11. Dip of subduction zone as inferred from aftershocks (orange=shallow; blue=deep)

12. Earthquake Probability map, pre-2010 Haiti earthquake. Magenta and green lines represent left-lateral strike-slip faults. The southern part of the Caribbean Plate is moving west while the North American Plate to the north is moving east (see red arrows). Caribbean Plate North American Plate

13. Haiti region: Historic Earthquakes, 1990 to January 12, 2010. Magenta and green lines are lateral faults.

14. Haiti earthquake: Tuesday, January 12, 2010; 4:53 PM; Magnitude 7.0; 13 km depth (shallow); 25 km WSW of Port-Au-Prince; Occurred along a left lateral fault between Caribbean and North American Plate. That fault moves about 7mm/year.

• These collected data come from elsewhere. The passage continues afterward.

PR #453, opened 2026-04-08
feat: multi-detection scanning — diff-analysis, plan-output, selectors, incremental

H31MDALLR:
Expand scan.clj to support diff-analysis, plan-output, selectors, and incremental mode

### DIFF
--- a/components/compliance-scanner/src/ai/miniforge/compliance_scanner/scan.clj
+++ b/components/compliance-scanner/src/ai/miniforge/compliance_scanner/scan.clj
@@ -172,39 +172,32 @@
   "Detection types the compliance scanner can process."
   #{:content-scan :diff-analysis :plan-output})
 
-(def ^:private canonical-taxonomy-cache
-  "Cached canonical taxonomy for category resolution. Loaded once on first use.
-   Returns nil when the taxonomy API is not yet available."
-  (delay (try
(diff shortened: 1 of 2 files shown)


components/compliance-scanner/src/ai/miniforge/compliance_scanner/scan.clj
```diff
@@ -250,36 +382,98 @@
 ;------------------------------------------------------------------------------ Layer 2
 ;; Top-level entry point
 
+(defn- scan-content-rules
+  "Scan content-scan rules across the repo index.
+   When :since ref is provided, limits scanning to changed files only."
+  [content-cfgs index changed-files]
+  (->> content-cfgs
+       (mapcat (fn [cfg]
```
H31MDALLR: This is messy. Extract the anonymous function out, and then for the embedded anonymous function down there, maybe use a `let fn` inside the new fn or extract it as well..

components/compliance-scanner/src/ai/miniforge/compliance_scanner/scan.clj
```diff
@@ -21,12 +21,14 @@
```
H31MDALLR, line 21: Where are the tests for this PR?

H31MDALLR (commented):
All review comments addressed in latest commits.

PR #492, opened 2026-04-10
Extract the inline workspace-persistence side-effect (lines 399-413...

H31MDALLR:


H31MDALLR:
Duplicate of #491 — same extraction from a second pr respond run.

PR #504, opened 2026-04-11
fix: meta-loop fires on all workflow exit paths

H31MDALLR:
## Summary
- Move `observe-workflow-signal!`, `synthesize-patterns!`, and `promote-mature-learnings!` into the `finally` block so they fire on ALL exit paths (success, failure, and uncaught exception)
- Extend `observe-workflow-signal!` to build a minimal failure signal from the caught exception when `output-ctx` is nil (uncaught exception path)
- Wrap each post-workflow call in its own `try/catch` so a meta-loop failure never masks the actual workflow error or prevents subsequent cleanup

## Test plan
- [x] All 19 `runner-test` assertions pass (0 failures, 0 errors)
- [x] Full workflow brick test suite: 250 tests, 856 passes — 2 pre-existing failures in `runner-extended-test` (confirmed identical on `main`)
- [ ] Verify meta-loop signal fires when pipeline throws an uncaught exception
- [ ] Verify `synthesize-patterns!` and `promote-mature-learnings!` run even on workflow failure

### DIFF
--- a/components/workflow/src/ai/miniforge/workflow/runner.clj
+++ b/components/workflow/src/ai/miniforge/workflow/runner.clj
@@ -540,190 +540,168 @@
         (observe-fn signal)))
     (catch Exception _e nil)))
 
-;------------------------------------------------------------------------------ Layer 2: Main entry point
+;------------------------------------------------------------------------------ Layer 2: Pipeline stages
+
+(declare run-pipeline)
+
+(def ^:private ^:const default-max-phases 50)
+
+(defn- acquire-environment
+  "Acquire an isolated execution environment (worktree or Docker capsule).
+   Returns [acquired-env opts'] where acquired-env is nil when pre-acquired."
+  [workflow input opts]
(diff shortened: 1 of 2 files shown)


components/workflow/src/ai/miniforge/workflow/runner.clj
```diff
@@ -517,18 +517,27 @@
 (defn- observe-workflow-signal!
```
H31MDALLR, line 517: Decompose this so it reads like a pipeline. Also add tests for this new set of fns and functionality.

H31MDALLR: Fixed: decomposed into 6 named pipeline stages. run-pipeline is now 30 lines composing: acquire-environment → build-initial-context → execute-pipeline-loop → validate-completion → extract-output → post-workflow-cleanup!. Each stage is independently testable. Added 8 new tests in runner_pipeline_test.clj.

15. Note “shake intensity” of this M 7.0 ‘quake as compared to the M 8.8 ‘quake in Chile. Much more intensity of shaking in Haiti even though the ‘quake was less intense. Why?

16. Tsunami! Elevation of the ocean surface measured by satellite 2 hours after the December 26, 2004 earthquake off the coast of Sumatra. Figure from U.S. National Oceanic & Atmospheric Administration & U.S. National Tsunami Hazard Mitigation Program.

17. Elevation of the ocean surface measured by satellite 7 hours after the December 26, 2004 earthquake off the coast of Sumatra. Figure from U.S. National Oceanic & Atmospheric Administration & U.S. National Tsunami Hazard Mitigation Program. Around 25-30 minutes notice to coastal areas would be available after a mega-thrust event on the Cascadia subduction zone.

18. Comparison: Loss of life and damage to property was great for the Sumatra ‘quake because of the magnitude (9.0) of the earthquake, inadequate tsunami warning,and poor building construction even though people were cognizant of earthquake dangers. Loss of life and damage to property was extensive in the Port-Au-Prince, Haiti earthquake even though the magnitude (7.0) was less because it had been about 200 years since the last devastating ‘quake, the quake was shallow (13 km) hence earthquake energy wasn’t as dissipated as in deeper ‘quakes, buildings were poorly constructed, and the main city (Port-Au-Prince) was built on unstable ground. Loss of life and damage was “minimal” in the Chilean ‘quake even though the ‘quake was large (8.8) because Chile is a more affluent country able to construct most buildings according to earthquake standards, earthquakes are frequent (public is attuned to them and most know what to do), the ground is a bit more stable, and the earthquake was deeper than in Haiti. Much of loss of life was from tsunami in the coastal areas as well as collapsed buildings. Chilean government is looking into likely shoddy construction even in buildings constructed according to earthquake standards.